▼

PR #2534, opened 2024-01-25
fix: "license text modified" overlaps license text

### LINKED ISSUE #2529: "License text modified" overlaps with license name on smaller screens
**Describe the bug**
On smaller screens, the "license text modified" label overlaps with the actual license name.

**To Reproduce**

1. Go to Audit View
2. Modify the license text
3. Reduce screen size until overlap occurs

**Expected behavior**
Either move the label out of the input field in general, or find a way to start hiding it as the screen shrinks.

mstykow:
### Summary of changes

- replace end adornment label by end adornment icon in order to save space

BEFORE:
image

AFTER:
image

closes #2529

Inspect an attribution with a modified (non-empty-string) license text.

### DIFF
--- a/src/Frontend/Components/AttributionColumn/LicenseSubPanel.tsx
+++ b/src/Frontend/Components/AttributionColumn/LicenseSubPanel.tsx
@@ -2,21 +2,22 @@
 // SPDX-FileCopyrightText: TNG Technology Consulting GmbH <https://www.tngtech.com>
 //
 // SPDX-License-Identifier: Apache-2.0
+import EditNoteIcon from '@mui/icons-material/EditNote';
 import ExpandMoreIcon from '@mui/icons-material/ExpandMore';
 import MuiAccordion from '@mui/material/Accordion';
 import MuiAccordionDetails from '@mui/material/AccordionDetails';
 import MuiAccordionSummary from '@mui/material/AccordionSummary';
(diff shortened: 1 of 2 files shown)


src/Frontend/Components/AttributionColumn/LicenseSubPanel.tsx
```diff
@@ -124,9 +121,12 @@ export function LicenseSubPanel({
             onEdit={onEdit}
             endAdornment={
               displayPackageInfo.licenseText ? (
-                <MuiInputAdornment position="end" sx={classes.endAdornment}>
-                  {text.attributionColumn.licenseTextModified}
-                </MuiInputAdornment>
+                <MuiTooltip title={text.attributionColumn.licenseTextModified}>
+                  <EditNoteIcon
```
alexzurbonsen, line 125: subjective remark: my first impression in the UI was that I have to press the icon to edit the license. But I couldn't find a more suitable icon quickly. Apparently people also uses asterisks to mark change. But MUI doesn't have one (?).

Do you think that is worth a second thought?

mstykow: Good point. I think we should take a fundamentally different approach then.

mstykow:
Will take different approach.

PR #2542, opened 2024-01-26
feat: add colours to the static diff popup

alexzurbonsen:
### Summary of changes

Add colours to the package info fields that indicate change.

If there is a diff between two relevant fields the original value is displayed in red and the currently displayed value is green.
Two fields differ if they are not equal. More sophisticated diffing is kept for later efforts.

Only if original and displayed package are of type third party, we also diff the copyright and license fields.

Closes [#2517](https://github.com/opossum-tool/OpossumUI/issues/2517)

Added e2e test.

Manually. Open the Diff popup and play around with changing the package info.

### DIFF
--- a/src/Frontend/Components/DiffPopup/DiffPopup.tsx
+++ b/src/Frontend/Components/DiffPopup/DiffPopup.tsx
@@ -1,0 +1,66 @@
+// SPDX-FileCopyrightText: Meta Platforms, Inc. and its affiliates
+// SPDX-FileCopyrightText: TNG Technology Consulting GmbH <https://www.tngtech.com>
+//
+// SPDX-License-Identifier: Apache-2.0
+import MuiDivider from '@mui/material/Divider';
+
+import { DisplayPackageInfo } from '../../../shared/shared-types';
+import { text } from '../../../shared/text';
+import { AttributionForm } from '../AttributionColumn/AttributionForm';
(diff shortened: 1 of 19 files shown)


src/Frontend/Components/DiffPopup/DiffPopup.tsx
```diff
@@ -17,7 +22,96 @@ interface DiffPopupProps {
...
+>;
+type AttributionFormConfigThirdParty = Pick<
+  PackageInfoCore,
+  'copyright' | 'licenseName' | 'licenseText'
+>;
+export type AttributionFormConfig = AttributionFormConfigBase &
+  AttributionFormConfigThirdParty & { isDiffView?: boolean };
+export type AttributionFormConfigAttribute = {
+  colorValue?: string;
+};
```
alexzurbonsen, line 37: Two questions:
- I put the types here since that is where we use them. But since they are a property of the attribution form they should may be live in `AttributionForm`?
- I could add a layer in `AttributionFromConfig`, that provides information about what is configured here. Like so:
```
export type AttributionFormConfig = {color: AttributionFormConfigBase &
  AttributionFormConfigThirdParty} & { isDiffView?: boolean };
```
It might be overkill since we are only using the config for this currently, but it might provide more clarity.
Or we call the whole thing `AttributionFormColorConfig` instead. What do you think?

alexzurbonsen:
Closing in favour of v2 #2549

PR #2549, opened 2024-01-30
feat: add colours to the static diff popup

alexzurbonsen:
### Summary of changes

Add colours to the package info fields that indicate change.

If there is a diff between two relevant fields the original value is displayed in red and the currently displayed value is green.
Two fields differ if they are not equal. More sophisticated diffing is kept for later efforts.

Only if original and displayed package are of type third party, we also diff the copyright and license fields.

Closes [#2517](https://github.com/opossum-tool/OpossumUI/issues/2517)

Added e2e test.

Manually. Open the Diff popup and play around with changing the package info.

### DIFF
--- a/src/Frontend/Components/DiffPopup/__test__/DiffPopup.util.test.tsx
+++ b/src/Frontend/Components/DiffPopup/__test__/DiffPopup.util.test.tsx
@@ -1,0 +1,117 @@
+// SPDX-FileCopyrightText: Meta Platforms, Inc. and its affiliates
+// SPDX-FileCopyrightText: TNG Technology Consulting GmbH <https://www.tngtech.com>
+//
+// SPDX-License-Identifier: Apache-2.0
+import { waitFor } from '@testing-library/react';
+import { without } from 'lodash';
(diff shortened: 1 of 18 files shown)


src/Frontend/Components/DiffPopup/__test__/DiffPopup.util.test.tsx
```diff
@@ -0,0 +1,128 @@
...
+        { original: DisplayPackageInfo; current: DisplayPackageInfo },
+        [AttributionFormConfig, AttributionFormConfig]
+      >(() =>
+        useAttributionFormConfigs({
+          original: originalPackageInfo,
+          current: currentPackageInfo,
+        }),
+      );
+      await waitFor(() =>
+        expect(result.current[0]).toStrictEqual(expectedOriginalConfig),
```
alexzurbonsen, line 121: With out naming it is a bit unfortunate that we have to use `.current` here. But I didn't change them. You think we should?

mstykow (approved):

PR #2551, opened 2024-01-30
chore: simplify follow-up attribute type

mstykow:
### Summary of changes

- convert follow-up from string enum to boolean since it only contains one value
- remove unused criticality boolean calculated during deserialization

Reduce code complexity: "followUp" behaves like a boolean and is similar to other attributes like "wasPreferred".

Check that the "needs follow-up" as part of the auditing options still works as expected.

### DIFF
--- a/src/ElectronBackend/input/__tests__/importFromFile.test.ts
+++ b/src/ElectronBackend/input/__tests__/importFromFile.test.ts
@@ -11,7 +11,6 @@ import { AllowedFrontendChannels } from '../../../shared/ipc-channels';
 import {
   Criticality,
   DiscreteConfidence,
-  FollowUp,
   ParsedFileContent,
 } from '../../../shared/shared-types';
 import { writeFile, writeOpossumFile } from '../../../shared/write-file';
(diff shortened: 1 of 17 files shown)


meretp (approved):
Looks good to me. It probably makes sense to also update the input file schema to use a boolean for followUp, do you know if we already have a ticket to do so?

mstykow:
> Looks good to me. It probably makes sense to also update the input file schema to use a boolean for followUp, do you know if we already have a ticket to do so?

Since this attribute is used by the pipeline generating the Opossum file, I cannot change the schema here without introducing a breaking change. Thus, I would prefer to keep this change in OpossumUI only.

meretp:
> Since this attribute is used by the pipeline generating the Opossum file, I cannot change the schema here without introducing a breaking change. Thus, I would prefer to keep this change in OpossumUI only.
Yeah, sure, I actually had the pipeline in mind, we could update it everywhere. But as we would probably need to keep some of the code to be backwards compatible, this might not be worth it.

PR #2552, opened 2024-01-31
fix: updating attribution with original signal or suggestion

mstykow:
### Summary of changes

- attributes "id", "preSelected" should not be used when updating an attribution via an original signal or suggestion
- also ensure multiple comments are dropped

1. Modify a previously preferred and pre-selected attribution, save the changes, and then click on the chip to revert to the original state.
2. Pick a suggestion from an autocomplete via the "+" button and notice that id, pre-selected do not change while an suggested signal that had multiple comments drops these comments.


alexzurbonsen (approved):
Nice improvement!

▲

▶ **Problem statement**: Using the entries above, output exactly the lines between the line holding "closes #2529" and the line holding "-2,21 +2,22 @@", end lines included, and nothing more.

▶ **Reply**:
closes #2529

Inspect an attribution with a modified (non-empty-string) license text.

### DIFF
--- a/src/Frontend/Components/AttributionColumn/LicenseSubPanel.tsx
+++ b/src/Frontend/Components/AttributionColumn/LicenseSubPanel.tsx
@@ -2,21 +2,22 @@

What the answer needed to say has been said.